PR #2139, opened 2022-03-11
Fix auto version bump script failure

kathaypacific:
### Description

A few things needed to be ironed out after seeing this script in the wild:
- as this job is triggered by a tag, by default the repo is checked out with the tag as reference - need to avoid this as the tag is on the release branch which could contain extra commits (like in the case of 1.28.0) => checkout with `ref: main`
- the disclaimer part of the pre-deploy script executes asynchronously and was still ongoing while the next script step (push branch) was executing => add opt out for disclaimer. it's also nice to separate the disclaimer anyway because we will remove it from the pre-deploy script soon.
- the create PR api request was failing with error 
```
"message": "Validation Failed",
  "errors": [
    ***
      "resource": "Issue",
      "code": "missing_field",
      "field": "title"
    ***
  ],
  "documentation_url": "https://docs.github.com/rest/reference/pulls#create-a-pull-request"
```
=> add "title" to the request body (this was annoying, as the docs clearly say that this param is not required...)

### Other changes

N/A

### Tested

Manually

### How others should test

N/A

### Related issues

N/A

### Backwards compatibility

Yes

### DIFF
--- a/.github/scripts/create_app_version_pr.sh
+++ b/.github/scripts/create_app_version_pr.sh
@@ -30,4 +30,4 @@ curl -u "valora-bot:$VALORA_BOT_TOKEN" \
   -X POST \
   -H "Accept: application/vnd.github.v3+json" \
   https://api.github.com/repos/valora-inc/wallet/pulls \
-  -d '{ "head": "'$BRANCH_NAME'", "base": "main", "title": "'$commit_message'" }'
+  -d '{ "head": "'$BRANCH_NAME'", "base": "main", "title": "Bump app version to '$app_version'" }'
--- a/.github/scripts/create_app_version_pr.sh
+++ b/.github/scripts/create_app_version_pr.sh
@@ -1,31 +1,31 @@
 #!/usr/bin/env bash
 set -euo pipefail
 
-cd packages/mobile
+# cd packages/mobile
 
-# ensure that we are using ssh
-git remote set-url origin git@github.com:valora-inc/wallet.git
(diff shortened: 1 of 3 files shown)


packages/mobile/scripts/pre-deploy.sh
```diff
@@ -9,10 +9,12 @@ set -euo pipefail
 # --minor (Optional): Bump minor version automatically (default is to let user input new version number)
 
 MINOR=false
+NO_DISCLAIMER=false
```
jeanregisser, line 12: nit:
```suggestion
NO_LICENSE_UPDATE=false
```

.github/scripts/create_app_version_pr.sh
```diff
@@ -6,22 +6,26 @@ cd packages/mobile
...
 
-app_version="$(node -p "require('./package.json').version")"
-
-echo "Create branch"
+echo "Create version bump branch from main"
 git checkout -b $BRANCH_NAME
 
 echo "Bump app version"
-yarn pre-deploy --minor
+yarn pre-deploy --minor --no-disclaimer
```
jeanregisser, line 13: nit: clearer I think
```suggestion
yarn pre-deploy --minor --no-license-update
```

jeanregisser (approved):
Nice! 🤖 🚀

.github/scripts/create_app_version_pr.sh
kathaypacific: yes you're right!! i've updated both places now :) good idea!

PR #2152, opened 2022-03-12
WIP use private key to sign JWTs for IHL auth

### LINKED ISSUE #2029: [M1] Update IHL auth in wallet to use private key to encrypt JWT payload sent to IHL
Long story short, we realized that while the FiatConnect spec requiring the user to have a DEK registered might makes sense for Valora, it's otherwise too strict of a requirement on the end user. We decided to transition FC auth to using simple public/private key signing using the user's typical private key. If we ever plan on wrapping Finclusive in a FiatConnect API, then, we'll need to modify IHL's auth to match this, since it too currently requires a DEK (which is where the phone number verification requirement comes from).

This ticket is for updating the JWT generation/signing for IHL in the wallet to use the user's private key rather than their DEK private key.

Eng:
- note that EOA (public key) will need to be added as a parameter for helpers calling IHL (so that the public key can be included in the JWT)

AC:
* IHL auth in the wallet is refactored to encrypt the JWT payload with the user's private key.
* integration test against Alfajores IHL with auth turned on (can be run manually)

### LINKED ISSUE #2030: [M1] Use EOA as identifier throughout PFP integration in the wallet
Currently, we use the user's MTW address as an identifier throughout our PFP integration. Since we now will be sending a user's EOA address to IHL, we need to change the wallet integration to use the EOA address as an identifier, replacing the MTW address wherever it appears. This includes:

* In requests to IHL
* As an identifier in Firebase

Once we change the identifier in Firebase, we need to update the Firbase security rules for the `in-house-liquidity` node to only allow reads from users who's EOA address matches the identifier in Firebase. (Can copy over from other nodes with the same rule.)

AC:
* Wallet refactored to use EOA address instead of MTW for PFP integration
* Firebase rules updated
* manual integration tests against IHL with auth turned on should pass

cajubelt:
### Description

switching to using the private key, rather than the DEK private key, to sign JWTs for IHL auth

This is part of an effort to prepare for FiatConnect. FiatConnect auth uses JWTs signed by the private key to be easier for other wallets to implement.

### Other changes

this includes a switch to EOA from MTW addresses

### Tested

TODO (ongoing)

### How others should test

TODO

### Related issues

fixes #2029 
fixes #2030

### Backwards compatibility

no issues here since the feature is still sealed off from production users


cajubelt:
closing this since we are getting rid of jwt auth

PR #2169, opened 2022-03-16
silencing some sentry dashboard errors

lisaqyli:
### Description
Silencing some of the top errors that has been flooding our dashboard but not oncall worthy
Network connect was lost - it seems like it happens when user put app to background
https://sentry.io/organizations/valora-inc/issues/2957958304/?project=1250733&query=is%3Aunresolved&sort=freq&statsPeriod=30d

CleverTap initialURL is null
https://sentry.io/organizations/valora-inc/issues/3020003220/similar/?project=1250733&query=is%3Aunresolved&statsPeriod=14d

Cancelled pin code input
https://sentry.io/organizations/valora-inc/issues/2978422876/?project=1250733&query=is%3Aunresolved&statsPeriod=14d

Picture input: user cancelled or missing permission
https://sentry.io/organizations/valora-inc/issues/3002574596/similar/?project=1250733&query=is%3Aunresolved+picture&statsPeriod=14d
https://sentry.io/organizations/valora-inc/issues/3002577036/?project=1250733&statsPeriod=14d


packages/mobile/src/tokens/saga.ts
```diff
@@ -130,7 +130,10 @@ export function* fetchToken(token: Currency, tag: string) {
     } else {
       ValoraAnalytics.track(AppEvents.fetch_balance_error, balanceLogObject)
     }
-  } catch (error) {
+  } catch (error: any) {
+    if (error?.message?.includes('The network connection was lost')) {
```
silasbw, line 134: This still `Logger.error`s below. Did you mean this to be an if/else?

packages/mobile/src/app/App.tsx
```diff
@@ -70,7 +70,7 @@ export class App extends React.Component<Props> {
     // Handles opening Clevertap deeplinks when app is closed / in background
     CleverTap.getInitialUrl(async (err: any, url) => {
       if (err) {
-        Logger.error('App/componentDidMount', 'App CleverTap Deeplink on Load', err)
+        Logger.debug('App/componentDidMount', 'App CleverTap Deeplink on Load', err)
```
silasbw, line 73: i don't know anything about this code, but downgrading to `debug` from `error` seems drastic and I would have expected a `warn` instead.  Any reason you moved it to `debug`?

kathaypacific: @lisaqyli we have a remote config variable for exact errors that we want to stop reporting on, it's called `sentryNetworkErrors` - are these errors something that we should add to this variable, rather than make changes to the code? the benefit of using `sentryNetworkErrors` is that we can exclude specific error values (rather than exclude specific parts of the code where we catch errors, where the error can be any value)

+-------+

## What is needed
Word for word, set down the lines from the beginning of the records through the line that holds "A few things". Leave out the rest.

## Your response
PR #2139, opened 2022-03-11
Fix auto version bump script failure

kathaypacific:
### Description

A few things needed to be ironed out after seeing this script in the wild:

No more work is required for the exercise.